Testing for Sneezing and Nasal Discharge
What causes sneezing and nasal discharge in a pet?
Sneezing and nasal discharge can appear together or can occur as separate problems. They are associated with disorders of the nasal cavity, nasal sinuses, or both.
While an occasional sneeze is perfectly normal, repeated bouts of vigorous sneezing suggests irritation of the nasal cavity caused by:
- viruses (especially in cats)
- air-borne irritants, such as powder, dust, fumes, or aerosol sprays
- foreign material, such as plant fragments
- nasal mites in dogs (rare)
- conditions that cause nasal discharge
Nasal discharge may be caused by a number of different conditions such as:
- infection of the nasal cavity or nasal sinuses by viruses, fungi, or bacteria
- masses, such as polyps or tumors
- inflammation caused by foreign material
- irritation caused by nasal mites (dogs)
- conditions extending from the mouth such as abscessed tooth roots or tumors
- disease deep in the airways
How is the cause of sneezing or nasal discharge determined in my pet?

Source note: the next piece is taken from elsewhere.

Issue #3551, opened 2025-11-12
Prompt asymmetry in PairClf and STS


artemsnegirev:
### Description of the feature

Add support to prompt PairClassification and STS tasks in both sides (query/document). We have some NLI tasks (TERRa) which are asymmetric (premise, hypothesis). We can treat PairClassification as a pairwise binary task and STS as a general pairwise relevance assessment task, but add support for asymmetry. For example, we need to evaluate retrieval query/document relevance pairwise.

The search for answers starts with a complete history and physical examination. A pet’s history is the information you give your veterinarian about your pet’s illness. In a sneezing pet this would include details about how long the sneezing has been going on, possible contact with other pets, whether there is nasal discharge, and whether the pet is depressed or lethargic. This information can be very helpful in determining the case of your pet’s signs. For example, a cat that starts to sneeze after being at a boarding kennel may have a viral infection called feline viral rhinotracheitis; a dog that suddenly starts to sneeze violently after coming in from outdoors may have a bit of grass or small seed stuck in the nasal passage.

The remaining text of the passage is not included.